Your objective: List each line of the data in which the string "beta" appears.

The input:
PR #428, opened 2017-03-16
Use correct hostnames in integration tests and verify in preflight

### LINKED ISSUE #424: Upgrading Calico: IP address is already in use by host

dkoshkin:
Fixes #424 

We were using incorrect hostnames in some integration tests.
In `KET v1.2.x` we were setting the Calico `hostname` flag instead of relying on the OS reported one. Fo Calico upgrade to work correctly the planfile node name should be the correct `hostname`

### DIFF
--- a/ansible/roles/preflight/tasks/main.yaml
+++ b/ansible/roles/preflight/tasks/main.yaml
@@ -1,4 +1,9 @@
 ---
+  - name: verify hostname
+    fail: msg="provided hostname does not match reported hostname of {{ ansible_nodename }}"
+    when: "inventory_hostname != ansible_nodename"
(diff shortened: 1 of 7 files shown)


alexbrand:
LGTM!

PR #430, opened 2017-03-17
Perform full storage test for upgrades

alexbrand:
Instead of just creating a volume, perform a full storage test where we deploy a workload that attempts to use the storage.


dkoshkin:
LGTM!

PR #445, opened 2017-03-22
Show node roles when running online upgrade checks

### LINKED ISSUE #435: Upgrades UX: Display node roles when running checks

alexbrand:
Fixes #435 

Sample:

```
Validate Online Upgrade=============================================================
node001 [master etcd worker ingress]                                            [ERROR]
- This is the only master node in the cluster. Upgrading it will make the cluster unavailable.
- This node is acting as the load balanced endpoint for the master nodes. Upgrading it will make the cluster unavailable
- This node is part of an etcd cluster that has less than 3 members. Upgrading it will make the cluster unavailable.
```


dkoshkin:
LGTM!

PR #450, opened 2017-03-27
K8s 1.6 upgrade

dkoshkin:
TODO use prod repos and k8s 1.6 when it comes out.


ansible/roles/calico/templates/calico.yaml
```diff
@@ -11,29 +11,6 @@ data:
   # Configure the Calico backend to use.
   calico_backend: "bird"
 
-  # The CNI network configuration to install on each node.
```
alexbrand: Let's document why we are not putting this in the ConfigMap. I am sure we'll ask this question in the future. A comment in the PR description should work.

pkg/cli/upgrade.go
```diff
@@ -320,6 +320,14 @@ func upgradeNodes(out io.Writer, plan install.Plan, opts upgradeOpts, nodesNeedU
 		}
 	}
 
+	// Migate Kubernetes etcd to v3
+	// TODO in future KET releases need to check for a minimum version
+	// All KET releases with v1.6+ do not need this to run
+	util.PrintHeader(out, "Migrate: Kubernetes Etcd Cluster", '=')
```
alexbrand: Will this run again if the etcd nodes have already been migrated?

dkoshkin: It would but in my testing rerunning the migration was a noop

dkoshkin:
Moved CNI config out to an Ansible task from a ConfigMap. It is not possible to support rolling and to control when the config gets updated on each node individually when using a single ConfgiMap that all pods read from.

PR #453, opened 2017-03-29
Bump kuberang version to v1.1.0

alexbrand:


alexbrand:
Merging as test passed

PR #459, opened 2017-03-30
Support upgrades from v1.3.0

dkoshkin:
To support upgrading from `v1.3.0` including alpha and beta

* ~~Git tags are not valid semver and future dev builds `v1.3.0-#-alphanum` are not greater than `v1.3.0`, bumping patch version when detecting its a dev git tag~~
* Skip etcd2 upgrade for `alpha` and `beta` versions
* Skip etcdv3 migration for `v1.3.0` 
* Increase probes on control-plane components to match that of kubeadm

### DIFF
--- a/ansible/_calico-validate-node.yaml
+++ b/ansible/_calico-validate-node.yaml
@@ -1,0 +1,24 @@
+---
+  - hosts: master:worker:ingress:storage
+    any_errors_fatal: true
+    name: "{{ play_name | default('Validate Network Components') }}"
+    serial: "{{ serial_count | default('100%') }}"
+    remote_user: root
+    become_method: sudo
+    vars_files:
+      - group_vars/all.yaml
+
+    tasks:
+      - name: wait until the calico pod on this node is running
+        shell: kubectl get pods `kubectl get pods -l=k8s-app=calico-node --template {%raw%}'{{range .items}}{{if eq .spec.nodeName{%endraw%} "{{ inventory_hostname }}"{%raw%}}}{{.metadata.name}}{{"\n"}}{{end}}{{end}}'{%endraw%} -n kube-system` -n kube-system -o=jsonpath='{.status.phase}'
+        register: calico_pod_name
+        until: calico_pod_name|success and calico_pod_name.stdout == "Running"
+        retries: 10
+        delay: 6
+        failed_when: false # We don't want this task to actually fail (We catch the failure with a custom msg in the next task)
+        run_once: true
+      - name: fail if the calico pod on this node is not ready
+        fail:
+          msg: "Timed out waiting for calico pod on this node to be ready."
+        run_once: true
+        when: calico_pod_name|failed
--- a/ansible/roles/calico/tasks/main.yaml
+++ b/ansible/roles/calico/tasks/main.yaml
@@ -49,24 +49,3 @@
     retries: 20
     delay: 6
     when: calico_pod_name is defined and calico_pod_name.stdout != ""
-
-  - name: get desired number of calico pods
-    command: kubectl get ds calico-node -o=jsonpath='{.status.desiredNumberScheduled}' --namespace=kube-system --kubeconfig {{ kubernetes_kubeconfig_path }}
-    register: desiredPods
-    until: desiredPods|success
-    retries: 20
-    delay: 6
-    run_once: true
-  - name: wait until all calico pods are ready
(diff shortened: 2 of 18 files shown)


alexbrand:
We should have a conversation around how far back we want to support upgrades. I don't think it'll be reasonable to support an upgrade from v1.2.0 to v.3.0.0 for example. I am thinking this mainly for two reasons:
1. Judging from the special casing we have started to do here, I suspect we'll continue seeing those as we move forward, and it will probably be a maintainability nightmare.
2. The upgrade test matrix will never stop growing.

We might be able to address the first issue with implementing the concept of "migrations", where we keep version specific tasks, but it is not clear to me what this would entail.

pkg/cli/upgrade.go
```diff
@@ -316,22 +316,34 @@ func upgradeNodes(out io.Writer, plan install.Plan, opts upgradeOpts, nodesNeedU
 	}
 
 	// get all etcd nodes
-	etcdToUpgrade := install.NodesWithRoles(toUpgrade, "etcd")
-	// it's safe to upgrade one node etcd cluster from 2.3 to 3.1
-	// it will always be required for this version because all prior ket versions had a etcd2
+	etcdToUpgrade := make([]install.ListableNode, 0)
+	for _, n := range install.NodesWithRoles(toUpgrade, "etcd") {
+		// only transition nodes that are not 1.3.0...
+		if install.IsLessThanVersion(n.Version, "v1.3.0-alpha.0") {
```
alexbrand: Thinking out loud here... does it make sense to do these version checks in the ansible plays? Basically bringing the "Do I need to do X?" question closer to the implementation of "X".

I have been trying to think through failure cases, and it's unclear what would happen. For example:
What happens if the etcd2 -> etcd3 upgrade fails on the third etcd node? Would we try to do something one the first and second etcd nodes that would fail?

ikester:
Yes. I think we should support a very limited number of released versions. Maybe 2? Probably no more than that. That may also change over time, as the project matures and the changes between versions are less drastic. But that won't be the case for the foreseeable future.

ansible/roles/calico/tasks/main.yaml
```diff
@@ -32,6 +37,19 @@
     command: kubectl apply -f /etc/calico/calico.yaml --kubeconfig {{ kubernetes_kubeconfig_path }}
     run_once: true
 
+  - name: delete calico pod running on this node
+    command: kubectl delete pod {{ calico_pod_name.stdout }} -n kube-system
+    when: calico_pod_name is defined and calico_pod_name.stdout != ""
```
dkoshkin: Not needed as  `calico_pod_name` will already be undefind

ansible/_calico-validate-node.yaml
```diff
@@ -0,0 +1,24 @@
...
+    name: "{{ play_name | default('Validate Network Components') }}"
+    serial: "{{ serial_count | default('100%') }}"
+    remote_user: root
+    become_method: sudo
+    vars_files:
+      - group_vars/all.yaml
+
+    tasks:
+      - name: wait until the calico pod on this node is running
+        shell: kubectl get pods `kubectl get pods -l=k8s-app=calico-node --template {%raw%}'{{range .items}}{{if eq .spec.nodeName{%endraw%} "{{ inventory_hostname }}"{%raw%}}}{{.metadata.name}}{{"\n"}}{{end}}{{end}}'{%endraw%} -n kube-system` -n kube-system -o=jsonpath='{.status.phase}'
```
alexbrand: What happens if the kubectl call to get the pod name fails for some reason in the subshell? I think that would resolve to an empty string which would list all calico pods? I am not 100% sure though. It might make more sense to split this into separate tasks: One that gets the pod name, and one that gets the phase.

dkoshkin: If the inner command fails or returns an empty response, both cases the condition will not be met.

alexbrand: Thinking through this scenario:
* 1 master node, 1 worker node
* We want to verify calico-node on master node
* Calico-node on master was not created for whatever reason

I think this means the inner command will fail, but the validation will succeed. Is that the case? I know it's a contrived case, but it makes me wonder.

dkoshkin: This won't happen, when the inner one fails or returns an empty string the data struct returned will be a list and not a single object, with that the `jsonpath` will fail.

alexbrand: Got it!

Task response:
To support upgrading from `v1.3.0` including alpha and beta
* Skip etcd2 upgrade for `alpha` and `beta` versions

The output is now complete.